Weltweit stechen nur China, die EU und Nordamerika als Regionen heraus, in denen die Geschäfte aktuell gut laufen oder die Erwartungen überwiegend positiv ausfallen. Besonders negativ werden die Aussichten für Großbritannien, die Türkei, Mittel- und Südamerika sowie Afrika beurteilt. Mehr als die Hälfte der Unternehmen beklagt zunehmende Handelshemmnisse.

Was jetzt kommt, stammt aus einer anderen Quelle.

PR #200, opened 2015-09-22
initial api changes

Hellowlol:
This is just a initial pr so i can check with you if this is something you want or not?

### DIFF
--- a/PlexPy.py
+++ b/PlexPy.py
@@ -1,4 +1,6 @@
 #!/usr/bin/env python
+# -*- coding: utf-8 -*-
+
 # This file is part of PlexPy.
 #
 #  PlexPy is free software: you can redistribute it and/or modify
--- a/plexpy/api.py
+++ b/plexpy/api.py
@@ -29,7 +29,7 @@ import xmltodict
 
 cmd_list = ['getLogs', 'getVersion', 'checkGithub', 'shutdown',
             'getSettings', 'restart', 'update', 'getApikey', 'getHistory',
-            'getMetadata', 'getUserips', 'getPlayby']
+            'getMetadata', 'getUserips', 'getPlayby, getSync']
 
 
 class Api(object):
@@ -456,7 +456,7 @@ class Api(object):
         else:
             self.msg = 'Failed to find users ips'
 
-    def _getPlayby(self, time_range=30, y_axis='plays', playtype='total_plays_per_month', **kwargs):
+    def _getPlayby(self, time_range='30', y_axis='plays', playtype='total_plays_per_month', **kwargs):
 
         graph = graphs.Graphs()
         if playtype == 'total_plays_per_month':
--- a/plexpy/api.py
+++ b/plexpy/api.py
@@ -29,7 +29,7 @@ import xmltodict
 
 cmd_list = ['getLogs', 'getVersion', 'checkGithub', 'shutdown',
             'getSettings', 'restart', 'update', 'getApikey', 'getHistory',
-            'getMetadata', 'getUserips', 'getPlayby, getSync']
+            'getMetadata', 'getUserips', 'getPlayby', 'getSync']
 
 
 class Api(object):
--- a/plexpy/api.py
+++ b/plexpy/api.py
@@ -1,3 +1,6 @@
+#!/usr/bin/env python
+# -*- coding: utf-8 -*-
+
 #  This file is part of PlexPy.
 #
 #  PlexPy is free software: you can redistribute it and/or modify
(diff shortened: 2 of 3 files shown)


drzoidberg33:
Thanks, looks good so far - I'll test later when I get home this evening.

The getHistory method used in here is deprecated though so you can remove it completely.

PlexPy.py
```diff
@@ -1,4 +1,7 @@
 #!/usr/bin/env python
+# -*- coding: utf-8 -*-
+
+#!/usr/bin/env python
```
drzoidberg33: Any reason this is getting duplicated?

plexpy/api.py
```diff
@@ -13,82 +16,108 @@
...
-
         self.kwargs = None
-
         self.data = None
-
+        self.msg = None
         self.callback = None
+        self.result_type = 'error'
 
     def checkParams(self, *args, **kwargs):
```
drzoidberg33, line 51: The new changes break this function - the initial call from webserve.py expects this function to return something. It now no longer returns anything and none of these errors are going to get caught properly (e.g. you can use any apikey).

PlexPy.py
Hellowlol: Not at all, its just my editor inserting it, it will be cleaned up before i send a pr.

plexpy/api.py
Hellowlol, line 51: Thanks! I didnt check for that, only missing commands, invalid command etc.

Hellowlol:
I think its ready now, can you test the pr?

plexpy/api.py
```diff
@@ -13,86 +16,134 @@
...
+        self.out_type = out
+        self.result_type = 'error'
 
     def checkParams(self, *args, **kwargs):
 
         if not plexpy.CONFIG.API_ENABLED:
-            self.data = 'API not enabled'
-            return
+            self.msg = 'API not enabled'
         if not plexpy.CONFIG.API_KEY:
```
drzoidberg33: All the following if statements should either be `elif`s or this function should return something on each evaluation otherwise these `if`s are just ignored.

plexpy/api.py
```diff
@@ -13,86 +16,134 @@
...
+            try:
+                out = xmltodict.unparse(d, pretty=True)
+            except ValueError as e:
+                logger.error('Failed to parse xml result')
+                try:
+                    out = xmltodict.unpase({"response": {"result": "error", "message": str(e), "data": None}}, pretty=True)
+                except Exception as e:
+                    logger.error('Failed to parse xml result error message')
+
+        return out
```
drzoidberg33, line 129: `out` hasn't been initialised anywhere, going to throw an exception if none of the above conditions are true (or fail).

plexpy/api.py
Hellowlol: They simply adds a message. I want the function to run regardless so the response is made correctly.

drzoidberg33: What I mean is that that top argument is never going to be met, it's always going to be overridden by the last true `if` statement and therefor return the incorrect error message.

drzoidberg33:
Thanks! Commented on a few things but will have to test more when I get home later.

plexpy/api.py
```diff
@@ -13,86 +16,134 @@
...
+                logger.info(u"API :: " + traceback.format_exc())
+                out = '{"response": {"result": "error", "data": "None", "message": "error while composing output: "' + str(e) + '"}}'
+        if self.out_type == 'xml':
+            cherrypy.response.headers['Content-Type'] = 'application/xml'
+            try:
+                out = xmltodict.unparse(d, pretty=True)
+            except ValueError as e:
+                logger.error('Failed to parse xml result')
+                try:
+                    out = xmltodict.unpase({"response": {"result": "error", "message": str(e), "data": None}}, pretty=True)
```
Hellowlol: typo. should be unparse

plexpy/api.py
Hellowlol, line 129: Thanks.

drzoidberg33:
Just one more thing. When pulling the data from PMS/Plex.tv services directly, ask for it in `dict` format otherwise we get a case where the xml or json result is output as a string inside the result.

Using getMetadata as an example, just change the call to this:

`result = pms_connect.get_metadata(rating_key, 'dict')`

E.g. What we are getting:

screenshot 2015-09-27 18 04 41

What we want:

screenshot 2015-09-27 18 04 56

Hellowlol:
I would really like to remove the '@' from the attrs in the ordereddicts, but im but sure if i would mess up any other code .P

PlexPy.py
drzoidberg33: This duplicate line is still here.

Hellowlol: It slipped my mind, thanks for the reminder. I'll fix it when it get home from work.

Hellowlol:
rebased and squashed commits

plexpy/api.py
```diff
@@ -217,9 +289,211 @@ def _checkGithub(self, **kwargs):
...
+        history = user_data.get_user_unique_ips(kwargs=kwargs,
+                                                custom_where=custom_where)
+
+        if history:
+            self.data = history
+            return history
+        else:
+            self.msg = 'Failed to find users ips'
+
+    def _getPlayby(self, time_range=30, y_axis='plays', playtype='total_plays_per_month', **kwargs):
```
drzoidberg33: time_range must be a string (and I must fix bugs in the graph code).

plexpy/api.py
```diff
@@ -217,9 +289,211 @@ def _checkGithub(self, **kwargs):
...
+            start_date = kwargs.get('start_date', "")
+            custom_where = [['strftime("%Y-%m-%d", datetime(date, "unixepoch", "localtime"))', start_date]]
+
+        data_factory = datafactory.DataFactory()
+        history = data_factory.get_history(kwargs=kwargs, custom_where=custom_where)
+
+        self.data = history
+        return self.data
+
+    def _getSync(self, machine_id=None, user_id=None, **kwargs):
```
drzoidberg33, line 331: I see this is here but not in the commands list, still working on it?

Hellowlol, line 331: Nope, its done, but i didnt notice that one, must have missed it while i copy pasted

Hellowlol:
I think its good to go now :)

plexpy/api.py
```diff
@@ -13,86 +16,143 @@
...
+import cherrypy
+import re
+import hashlib
+import random
+import xmltodict
 
-cmd_list = ['getHistory', 'getLogs', 'getVersion', 'checkGithub', 'shutdown', 'restart', 'update']
+cmd_list = ['getLogs', 'getVersion', 'checkGithub', 'shutdown',
+            'getSettings', 'restart', 'update', 'getApikey', 'getHistory',
+            'getMetadata', 'getUserips', 'getPlayby, getSync']
```
majora2007: Shouldn't this be: 'getPlayby', 'getSync'? It looks like you are missing a comma.

Hellowlol: Its missing two '. Thanks!

drzoidberg33:
Thanks, looks like everything working now.

PR #205, opened 2015-09-24
Good day mate!

Hellowlol:


drzoidberg33:
This is great but not exactly what I had in mind with the dropdown I suggested.

It's now not possible to set a custom server on first run (e.g. if your server isn't local).

I was thinking more along the lines of something like this:

screenshot 2015-09-25 11 04 44

You should still have the ability to set a custom IP/hostname. Also not sure if you select a discovered server if it's necessary for the verify button as you're already discovered it is a working Plex server.

Hellowlol:
Ok, ill see if i cant add it the way you suggested. I totally forgot about remote servers.

drzoidberg33:
Another possibility is to move the Plex.tv authentication before the server selection in the wizard, then use the device discovery endpoint `https://plex.tv/api/resources?includeHttps=1`

Devices that return `provides="server" owned="1"` are servers that should be listed. If this doesn't work then fallback to local discovery. Just an idea.

Hellowlol:
Good idea! I didnt even know that was a possibility.

Hellowlol:
Can you point to the file and what line that the dropdown is on? I dont have access to plexpy from work.

drzoidberg33:
That screenshot is from Plex Web -> Settings -> Users -> Edit User -> Restrictions.

PlexPy doesn't have any implementation like this yet.

Hellowlol:
Oh, is the image just a mockup or have you used something like http://bootstrap-combobox-test.herokuapp.com ?

Arcanemagus:
It's a screenshot from plex.tv is I believe what he was saying.

Hellowlol:
Thanks, l2 read the responses

Hellowlol:
I added support for selectize (same as plex), The only thing im not happy about is that the size of the input field increases when its focused. I'm awefull at css, maybe you can figure it out?

JonnyWong16:
I tried testing this, it doesn't find the PMS on my network. Testing on windows, and PMS in a FreeNAS jail.

```
26-Sep-2015 16:41:49 - DEBUG   :: CP Server Thread-4 : Trying to find all pms on your network
26-Sep-2015 16:41:50 - DEBUG   :: CP Server Thread-4 : Didn't find any Plex Media Servers :(
26-Sep-2015 16:41:50 - DEBUG   :: CP Server Thread-4 : Found 0 servers
26-Sep-2015 16:41:50 - DEBUG   :: CP Server Thread-4 : []
```

Manually entering the IP address and Port number doesn't even let me verify. Nothing happens when I click the button.

Hellowlol:
And the port is open and gdm it not turned off?

JonnyWong16:
@Hellowlol Yes GDM is on.

I think the simplest solution is what @drzoidberg33 mentioned earlier. Authenticate plex.tv fist, and just use the API to get the list of servers.

Hellowlol:
Why is the plex token needed at all really?. :P, I dont like to have stuff online unless i have to.

JonnyWong16:
See https://forums.plex.tv/discussion/comment/1017346#Comment_1017346

Hellowlol:
Thanks for the link. It would be eady to add support for that. The "hard" part was to get all the data needed from  selectize.

JonnyWong16:
The function is already there `plextv.get_plextv_resources()`. It might help to look at how I populated the server libraries list in the Homepage Statistic settings. It should be similar for the servers list.

Issue #204, opened 2015-09-24
[Feature Request] Update database for moved library items


JonnyWong16:
Feature to update the PlexPy database when library items are moved (rating key is changed).
- If no metadata is found when generating info pages, use the Plex `/search` API to get a list of possible matches.
- Display the matches to the user to select the correct item.
- Update the PlexPy database with the new metadata, and generate the info page.

(This is mostly a note to myself to implement)

drzoidberg33:
Integrated.

PR #207, opened 2015-09-25
Update rating key for missing items

JonnyWong16:
I tested this by changing the various rating keys using SQLite DB Browser to simulate a "moved" library item, then visiting `info?item_id=rating_key`.

Reference #204.

### DIFF
--- a/data/interfaces/default/info.html
+++ b/data/interfaces/default/info.html
@@ -32,6 +32,14 @@ directors               Returns an array of directors.
 studio                  Returns the name of the studio.
 originally_available_at Returns the air date of the item.
 
+query :: Usable parameters
+
+== Global keys ==
+rating_key              Returns the unique identifier for the media item.
+media_type              Returns the type of media. Either 'movie', 'show', 'season', 'episode', 'artist', 'album', or 'track'.
+title                   Returns the title for the search query.
+
+
 DOCUMENTATION :: END
 </%doc>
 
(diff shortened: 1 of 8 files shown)


drzoidberg33:
This is pretty cool, will test more when I get home later.

drzoidberg33:
There are a few issues with this currently. For items without parents or grandparents (i.e. movies) this works great, however when you start changing parent and grandparent keys it doesn't do what the I think the user is expecting it to do (and also starts messing with the db consistency).

If I update something it should update all it's related keys. If a user updates an episode or a season it should automatically update everything for that entire show. I would create a map of the show/artist from `metadata/{key}/children` and then match by index and parentIndex to apply the new rating keys for all siblings.

I'm sure this would be doable, any pitfalls I'm not taking into consideration here?

JonnyWong16:
I just didn't want to make massive changes to the database, thus only changing one item at a time.

One thing. Tracks don't have a parentIndex, so they would need to be matched by title.

JonnyWong16:
Code now updates all the grandparent/parent/child rating keys for show/season/episode or artist/album/track.

You can test the rating key mappings with

```
/get_new_rating_keys?rating_key=<rating_key>&media_type=<media_type>
/get_old_rating_keys?rating_key=<rating_key>&media_type=<media_type>
/get_map_rating_keys?old_rating_key=<rating_key>&new_rating_key=<rating_key>&media_type=<media_type>
```

Note: the last one actually updates the database.

I will remove these functions when everything is verified to work properly. (Or leave them in, if you want)

Oh, and I added in the search feature. I figured since I used search to find matches for moved items, I might as well use that feature.

plexpy/datafactory.py
```diff
@@ -779,3 +779,190 @@ def delete_all_user_history(self, user_id=None):
...
+        # map rating keys pairs
+        mapping = {}
+        if old_key_list and new_key_list:
+            mapping = get_pairs(old_key_list, new_key_list)
+        
+        if mapping:
+            logger.info(u"PlexPy DataFactory :: Updating rating keys in the database.")
+            for old_key, new_key in mapping.iteritems():
+                # check rating_key (3 tables)
+                monitor_db.action('UPDATE session_history SET rating_key = ? WHERE rating_key = ?', [new_key, old_key])
```
drzoidberg33: Just a formatting thing here, could you just make sure that the lines don't get too long here. PEP8 default is 80 characters per line but I find that too short - I use 120 which is the default on PyCharm.

drzoidberg33:
Looks to be working well - I'm just testing some more.

data/interfaces/default/info.html
```diff
@@ -361,11 +374,122 @@ <h4 class="modal-title" id="myModalLabel">Confirm Delete</h4>
...
+                                    <p> with </p>
+                                    <p><span id="new_title"></span></p>
+                                    % if query['media_type'] != 'movie':
+                                    <p>All items for <strong>${query['grandparent_title']}</strong> will also be updated.</p>
+                                    % endif
+                                    <p>This is permanent and cannot be undone!</p>
+                                </div>
+                                <div class="modal-footer">
+                                    <button type="button" class="btn btn-dark" data-dismiss="modal">Cancel</button>
+                                    <button type="button" class="btn btn-danger btn-ok" data-dismiss="modal" id="confirm-update">Update</button>
```
drzoidberg33, line 485: Can we get this button to disable once clicked - not sure of what unexpected results may happen if you issue this request multiple times.

PR #214, opened 2015-09-28
Change to notify stopped only if less than watched percent

JonnyWong16:
- Also fix paused notifications sending at the end of items (right before stopping)

### DIFF
--- a/plexpy/activity_handler.py
+++ b/plexpy/activity_handler.py
@@ -16,7 +16,7 @@
 import time
 import plexpy
 
-from plexpy import logger, pmsconnect, activity_processor, threading, notification_handler
+from plexpy import logger, pmsconnect, activity_processor, threading, notification_handler, helpers
 
 
 class ActivityHandler(object):
@@ -66,8 +66,6 @@ class ActivityHandler(object):
 
     def on_stop(self, force_stop=False):
         if self.is_valid_session():
-            from plexpy import helpers
-
             logger.debug(u"PlexPy ActivityHandler :: Session %s has stopped." % str(self.get_session_key()))
 
             # Set the session last_paused timestamp
@@ -99,8 +97,6 @@ class ActivityHandler(object):
 
     def on_pause(self):
         if self.is_valid_session():
-            from plexpy import helpers
-
             logger.debug(u"PlexPy ActivityHandler :: Session %s has been paused." % str(self.get_session_key()))
 
             # Set the session last_paused timestamp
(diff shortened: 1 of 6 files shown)


plexpy/activity_handler.py
```diff
@@ -187,11 +194,11 @@ def process(self):
                                              view_offset=self.timeline['viewOffset'])
                     # Start our state checks
                     if this_state != last_state:
-                        if this_state == 'paused':
+                        if this_state == 'paused' and progress_percent < 99:
```
drzoidberg33: You shouldn't change it here, these `on_` functions do more than notifications. Especially the `stopped` state which triggers all the processing.

plexpy/activity_handler.py
```diff
@@ -83,8 +85,10 @@ def on_stop(self, force_stop=False):
             db_session = ap.get_session_by_key(session_key=self.get_session_key())
 
             # Fire off notifications
-            threading.Thread(target=notification_handler.notify,
-                             kwargs=dict(stream_data=db_session, notify_action='stop')).start()
+            progress_percent = helpers.get_percent(self.timeline['viewOffset'], db_session['duration'])
+            if progress_percent < plexpy.CONFIG.NOTIFY_WATCHED_PERCENT:
```
drzoidberg33: What if we're not using watched notifications and rely on stopped notifications or if we want both?

These notification changes should be something we can toggle - one setting toggle is fine with me. Something like `permit consecutive notifications` which you can disable to achieve this.

plexpy/activity_handler.py
```diff
@@ -66,6 +66,8 @@ def on_start(self):
 
     def on_stop(self, force_stop=False):
         if self.is_valid_session():
+            from plexpy import helpers
```
Hellowlol: Whats up with all the inline imports?

JonnyWong16: Copy and paste. Fixed.

drzoidberg33:
Regarding the notification stuff - I don't know if this is the right way to do it.

We are logging all the timestamps for notifications in the `notify_log` - I would write some getter/setters for these so we have easy access to retrieving them then use these values to determine whether notifications should fire off. All the logic should be done in the `notification_handler` - that code is a mess I know :smile:

JonnyWong16:
There's not much in `notify_log` to use...Time stamps of when a notification was sent aren't really the best for writing logic, besides maybe something like `on_stop > on_watched`.

What about just putting the logic right before "Build and send notification" in `notification_handler`? And still set the notification in `notify_log`.

PR #215, opened 2015-09-29
If we fail to parse a response, log the uri.

Hellowlol:


Hellowlol:
Would help to debug stuff like this: https://github.com/drzoidberg33/plexpy/issues/212

plexpy/http_handler.py
```diff
@@ -88,19 +88,24 @@ def make_request(self,
...
+                    else:
+                        output = request_content
+    
+                    if return_type:
+                        return output, content_type
+    
+                    return output
+                    
+                except Exception as e:
+                    logger.warn(u"Failed to parse %s to %s %s" % (uri, output_type, e))
```
drzoidberg33, line 107: You've got a typo here - there is no variable `output_type`.

Hellowlol, line 107: thanks!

Dazu gehören verstärkte Sicherheits- und Zertifizierungsanforderungen, aber auch Einschränkungen bei der Dienstleistungsfreiheit im EU-Binnenmarkt. 78 Prozent der Unternehmen geben an, dass Reiseeinschränkungen und Absagen von Messen (70 Prozent) ihre Auslandsgeschäfte behindern. Fast jedes zweite Unternehmen (40 Prozent) berichtet von Problemen mit seinen Lieferketten.

An der Umfrage „Going International“ hatten sich rund 450 bayerische Unternehmen aus der Exportwirtschaft beteiligt, darunter Maschinenbau, chemische Industrie, Großhandel und Dienstleister.